C’est quoi un trek ?

Un des objectifs du trekking ou de la pratique du trek est de parcourir des chemins qui mènent à des localités enclavées. La particularité de cette pratique est qu’elle permet de faire des challenges avec soi-même et de découvrir le monde et des horizons habituellement invisibles, sans oublier les rencontres et la communication avec d’autres cultures. La plupart des adeptes sont des écologistes et des promoteurs du développement local et durable. La pratique du trekking permet donc un développement économique de la localité hôte des trekkeurs, à travers la création d’emplois et de commerces, comme guide ou restaurateur.

Suivre un itinéraire

Depuis vingt ans la définition de trek ou du trekking est en perpétuelle évolution. À la base, il s’agissait d’une activité de marche effectuée en région montagneuse. Mais actuellement, elle est plutôt planifiée sur plusieurs jours avec des bivouacs. L’itinéraire peut donc aller point d’un A point à un B ou peut être effectué en boucle, partir d’un point pour revenir au même point par un autre chemin, cela dans le but de favoriser un tourisme équitable et favorisant le respect de l’environnement.

Sa genèse

Selon les spécialistes, ce mot prend source dans la langue néerlandaise. Dans un sens étymologique, cela s’apparente à un phénomène de migration volontaire. La vulgarisation du mot trek ou trekking prend source dans les années 1834 à 1852 en Afrique du Sud, lorsqu’il a eu une grande vague de vagabondage des paysans fuyant les Britanniques. Actuellement, cette pratique est très en vogue au Népal, depuis les années 50 et 60 où des activités d’alpinisme et de randonnée ont toujours été organisées.

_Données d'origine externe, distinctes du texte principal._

PR #15770, opened 2015-06-12
Org Invite Commander

Colin-Lane:
- stubbed methods for invite/accept/decline/universal link

@leogrim @ryanpbrewster

### DIFF
--- a/kifi-backend/modules/shoebox/app/com/keepit/commanders/OrganizationInviteCommander.scala
+++ b/kifi-backend/modules/shoebox/app/com/keepit/commanders/OrganizationInviteCommander.scala
@@ -18,5 +18,5 @@ class OrganizationInviteCommander @Inject() () {
   def declineInvitation(orgId: Id[Organization], userId: Id[User]) = ???
 
   // Creates a Universal Invite Link for an organization and inviter. Anyone with the link can join the Organization
-  def universalInviteLink(orgId: Id[Organization], inviterId: Id[User], access: OrganizationAccess = OrganizationAccess.READ_WRITE) = ???
+  def universalInviteLink(orgId: Id[Organization], inviterId: Id[User], access: OrganizationAccess = OrganizationAccess.READ_WRITE, authToken: Option[String] = None) = ???
 }
--- a/kifi-backend/modules/shoebox/app/com/keepit/commanders/OrganizationInviteCommander.scala
+++ b/kifi-backend/modules/shoebox/app/com/keepit/commanders/OrganizationInviteCommander.scala
@@ -11,7 +11,7 @@ import scala.concurrent.Future
 
 class OrganizationInviteCommander @Inject() () {
 
-  def inviteUsersToOrganization(orgId: Id[Organization], inviterId: Id[User], invitees: Seq[(Either[Id[User], EmailAddress], LibraryAccess, Option[String])]): Future[Either[LibraryFail, Seq[(Either[BasicUser, RichContact], LibraryAccess)]]] = ???
+  def inviteUsersToOrganization(orgId: Id[Organization], inviterId: Id[User], invitees: Seq[(Either[Id[User], EmailAddress], LibraryAccess, Option[String])]): Future[Either[LibraryFail, Seq[(Either[BasicUser, RichContact], OrganizationAccess)]]] = ???
 
   def acceptInvitation(orgId: Id[Organization], userId: Id[User], authToken: Option[String] = None): Either[OrganizationFail, (Organization, OrganizationMembership)] = ???
 
--- a/kifi-backend/modules/shoebox/app/com/keepit/commanders/OrganizationInviteCommander.scala
+++ b/kifi-backend/modules/shoebox/app/com/keepit/commanders/OrganizationInviteCommander.scala
@@ -13,7 +13,7 @@ class OrganizationInviteCommander @Inject() () {
 
   def inviteUsersToOrganization(orgId: Id[Organization], inviterId: Id[User], invitees: Seq[(Either[Id[User], EmailAddress], LibraryAccess, Option[String])]): Future[Either[LibraryFail, Seq[(Either[BasicUser, RichContact], LibraryAccess)]]] = ???
 
-  def acceptInvitation(orgId: Id[Organization], userId: Id[User], authToken: Option[String] = None, subscribed: Option[Boolean] = None): Either[OrganizationFail, (Organization, OrganizationMembership)] = ???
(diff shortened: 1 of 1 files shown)


kifi-backend/modules/shoebox/app/com/keepit/commanders/OrganizationInviteCommander.scala
```diff
@@ -0,0 +1,22 @@
...
+import com.keepit.model._
+import com.keepit.social.BasicUser
+
+import scala.concurrent.Future
+
+class OrganizationInviteCommander @Inject() () {
+
+  def inviteUsersToOrganization(orgId: Id[Organization], inviterId: Id[User], invitees: Seq[(Either[Id[User], EmailAddress], LibraryAccess, Option[String])]): Future[Either[LibraryFail, Seq[(Either[BasicUser, RichContact], LibraryAccess)]]] = ???
+
+  def acceptInvitation(orgId: Id[Organization], userId: Id[User], authToken: Option[String] = None, subscribed: Option[Boolean] = None): Either[OrganizationFail, (Organization, OrganizationMembership)] = ???
```
andrewconner: What does `subscribed` mean in this context?

Colin-Lane: This may not actually fit here at the moment. Subscribed made sense for libraries, but not organizations. I can remove this parameter.

kifi-backend/modules/shoebox/app/com/keepit/commanders/OrganizationInviteCommander.scala
```diff
@@ -0,0 +1,22 @@
...
+class OrganizationInviteCommander @Inject() () {
+
+  def inviteUsersToOrganization(orgId: Id[Organization], inviterId: Id[User], invitees: Seq[(Either[Id[User], EmailAddress], LibraryAccess, Option[String])]): Future[Either[LibraryFail, Seq[(Either[BasicUser, RichContact], LibraryAccess)]]] = ???
+
+  def acceptInvitation(orgId: Id[Organization], userId: Id[User], authToken: Option[String] = None): Either[OrganizationFail, (Organization, OrganizationMembership)] = ???
+
+  def declineInvitation(orgId: Id[Organization], userId: Id[User]) = ???
+
+  // Creates a Universal Invite Link for an organization and inviter. Anyone with the link can join the Organization
+  def universalInviteLink(orgId: Id[Organization], inviterId: Id[User], access: OrganizationAccess = OrganizationAccess.READ_WRITE) = ???
```
ryanpbrewster: We should decide ASAP whether we want to restrict organization invites to Kifi users. That would definitely make our lives easier. I feel like an Organization has higher security requirements than Library follows.

kifi-backend/modules/shoebox/app/com/keepit/commanders/OrganizationInviteCommander.scala
```diff
@@ -0,0 +1,22 @@
...
+import com.keepit.common.db.Id
+import com.keepit.common.mail.EmailAddress
+import com.keepit.model._
+import com.keepit.social.BasicUser
+
+import scala.concurrent.Future
+
+class OrganizationInviteCommander @Inject() () {
+
+  def inviteUsersToOrganization(orgId: Id[Organization], inviterId: Id[User], invitees: Seq[(Either[Id[User], EmailAddress], LibraryAccess, Option[String])]): Future[Either[LibraryFail, Seq[(Either[BasicUser, RichContact], LibraryAccess)]]] = ???
```
ryanpbrewster: s/Library/Organization/

kifi-backend/modules/shoebox/app/com/keepit/commanders/OrganizationInviteCommander.scala
Colin-Lane: I think initially we are restricting to only already existing users to keep the logic simple.
@leogrim

andrewconner: Why not to email addresses? It seems pretty common to add my team to new platforms, before they have registered.

kifi-backend/modules/shoebox/app/com/keepit/commanders/OrganizationInviteCommander.scala
Colin-Lane: Nothing to see here. No mistakes were made. :100: out of :100:

kifi-backend/modules/shoebox/app/com/keepit/commanders/OrganizationInviteCommander.scala
ryanpbrewster: My concern is still security. I guess if we do emails we can insist that the person signs up with that email address.

Colin-Lane: This seems to be in "next" rather than "now" in the team up document.

andrewconner: Interesting, @leogrim. Why not just bake it into the data model? We did it for libraries, it's not much harder. Re: security: they get a one-time-use token that expires after x days. Many services do that. Do you think it's an issue?

ryanpbrewster: Is the authentication code already written somewhere? If so, that seems good to me.

andrewconner: `libraryCommander.canViewLibrary` has the basic idea

leogrim: I don't have any security concern and it's in the data model. It's also in "now" in the specs, see (5). There is a caveat there to specify the on-boarding flow, which I'm not super familiar with. If we can reuse what we have to onboard people invited to libraries, then it should be straightforward isn't it?

Colin-Lane: Interestingly it is also at (16) User can invite Team’s member by email.
We can leave it in for now and see if we can re-use the library code to make it work for organizations

Colin-Lane: I'm pretty sure the universal invite link will need an authToken, so I'm going to add that, then merge the code.

leogrim: Yes you're right, I added it Yesterday to the Team document, it should have the latest models.

PR #15772, opened 2015-06-12
Make implicit recency ranking explicit

leogrim:
@andrewconner this doesn't directly fix our bug but gets me closer.


kifi-backend/modules/search/app/com/keepit/search/controllers/website/WebsiteSearchController.scala
```diff
@@ -286,10 +289,14 @@ class WebsiteSearchController @Inject() (
     val userFilterFuture = getUserFilterFuture(userFilter)
     val libraryFilterFuture = getLibraryFilterFuture(libraryFilter.map(PublicId[Library](_)), libraryAuth, request)
 
+    val parsedOrderBy = orderBy.flatMap(SearchRanking.parse) getOrElse {
+      if (query.contains("tag:")) SearchRanking.recency else SearchRanking.default
+    }
+
```
leogrim, line 295: @andrewconner @stkem @jaredpetker @thassss 
An `"orderBy=recency"` query parameter should now be passed explicitly when calling search to look up keeps with a specific tag and return them in reverse chronological order (`MobileSearchController` has this as well). 
We have backward compatibility with this hack but should start being explicit.

PR #15775, opened 2015-06-13
Simpler filter query logic in search (behind experiment)

leogrim:
@andrewconner let's hope this is a fix


andrewconner:
I would never never been able to come up with this.

leogrim:
To be fair, I don't even know whether this is a fix. And it took me 4 hours to decide how to change 5 lines of code.

PR #15777, opened 2015-06-13
Gratification email: users + their data are now curated on heimdal

camhashemi:
@stkem @andrewconner 

tests pass, the email sends in dev mode but there's no data to populate it. everything scheduled sends to qa.test@kifi while I test it in prod.


kifi-backend/modules/shoebox/app/com/keepit/commanders/emails/GratificationCommander.scala
```diff
@@ -66,42 +48,26 @@ class GratificationCommander @Inject() (
...
-      val fViewsByLibrary: Future[LibraryCountData] = getLibraryViewData(id)
-      fViewsByLibrary.map { x =>
-        (id, x)
-      } recover { case t => (id, LibraryCountData(-1, Map.empty)) } // will filter out as long as MIN_VIEWS >= 0
+  def getGratData(userId: Id[User]): Future[GratificationData] = heimdal.getGratData(userId)
+
+  def getEligibleGratData: Future[Seq[GratificationData]] = {
+
+    def batchGetGratData(userIds: Seq[Id[User]]): Future[Seq[GratificationData]] = {
+      val BATCH_SIZE = 1000
```
stkem: This might be a bit large of a batch. Keep an eye on it when it first runs.

kifi-backend/modules/shoebox/app/com/keepit/commanders/emails/GratificationCommander.scala
```diff
@@ -66,42 +48,26 @@ class GratificationCommander @Inject() (
...
+      val batches = {
+        for (batch <- userIds.grouped(BATCH_SIZE)) yield {
```
stkem: This will make `number_of_users/BATCH_SIZE` _concurrent_ calls to Heimdal which is likely going to bring that to it's knees (you've run into that before). You'll either need a reactive lock (your `remoteCallQueue` is now unused and should be removed unless you use it here) or perhaps consider using `FutureHelpers.chunkySequentialExec` or one of the other sequentializing helpers in there (in `PimpedFuture.scala`)

kifi-backend/modules/common/app/com/keepit/model/GratificationData.scala
```diff
@@ -0,0 +1,30 @@
...
+    rekeeps: KeepCountData) {
+  import GratificationData._
+  def isEligible = libraryViews.totalCount >= MIN_LIB_VIEWS || keepViews.totalCount >= MIN_KEEP_VIEWS || rekeeps.totalCount >= MIN_REKEEPS
+}
+
+object GratificationData {
+  val MIN_KEEP_VIEWS = 5
+  val MIN_LIB_VIEWS = 5
+  val MIN_REKEEPS = 5
+}
```
andrewconner: New line. Your editor can do this for you.

kifi-backend/modules/shoebox/app/com/keepit/commanders/emails/GratificationCommander.scala
andrewconner: Good catch. This is necessary. Batches of 1000 are fine, as long as we do them one at a time.

kifi-backend/modules/shoebox/app/com/keepit/commanders/emails/GratificationCommander.scala
```diff
@@ -66,42 +48,26 @@ class GratificationCommander @Inject() (
...
-  def filterUsersWithoutData(userIds: Seq[Id[User]]): Future[Seq[Id[User]]] = {
-
-    val idAndViewByLib: Seq[Future[(Id[User], LibraryCountData)]] = userIds.map { id =>
-      val fViewsByLibrary: Future[LibraryCountData] = getLibraryViewData(id)
-      fViewsByLibrary.map { x =>
-        (id, x)
-      } recover { case t => (id, LibraryCountData(-1, Map.empty)) } // will filter out as long as MIN_VIEWS >= 0
+  def getGratData(userId: Id[User]): Future[GratificationData] = heimdal.getGratData(userId)
+
+  def getEligibleGratData: Future[Seq[GratificationData]] = {
```
andrewconner: This will be a hotspot as well. It may work fine now, but we'll end up having everyone we email in memory at once. When we start to see issues, emails should be _sent_ in batches as well.

kifi-backend/modules/shoebox/app/com/keepit/commanders/emails/GratificationCommander.scala
```diff
@@ -66,42 +48,26 @@ class GratificationCommander @Inject() (
...
+          } else {
+            heimdal.getEligibleGratData(batch)
+          }
+        }
+      }.toSeq
+      Future.sequence(batches).map { _.flatten }
     }
 
-    val fIdAndViewByLib: Future[Seq[(Id[User], LibraryCountData)]] = Future.sequence(idAndViewByLib)
+    val userIds: Seq[Id[User]] = db.readOnlyReplica { implicit session => userRepo.getAllIds() }.toSeq
```
andrewconner: Usually, with large processing tasks, it's best to think of the entire batch at once. So generate a batch → fetch data → perform action, repeat. This, verses getting all user ids → fetching all eligible user data → sending all emails.

camhashemi: Makes sense! Thank you.

camhashemi:
updated and moved to #15895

Une activité sportive complète

Actuellement, l’on peut classer l’activité de trekking en quatre grandes segmentations. Celle-ci regroupe différents endroits du monde. L’on peut donc le faire dans les montagnes, les déserts, en forêt comme dans la jungle, ou encore en territoire polaire. Il faut donc être apte physiquement même si l’activité ne nécessite pas de grands efforts physiques. Un des critères pour en faire est que chaque pratiquant doit être féru de marche à pied à moyen ou longue distance. Une planification logistique permet de ne prendre que le matériel léger sur soi, et les équipements lourds sont pris en charge par les transporteurs pour arriver directement au bivouac. Mais pour les plus hardis, il peut arriver que tout le matériel soit porté par le trekkeur. Pour des raisons de sécurité, il est fortement déconseillé de pratiquer seul cette activité. Et comme le trek se passe sur plusieurs jours, des hébergements sous tente sont possibles, ou loger chez des Autochtones peut être envisagé, moyennant une somme d’argent en échange. Ou encore, si l’itinéraire le permet ,dans des hôtels ou refuges créés dans ce but.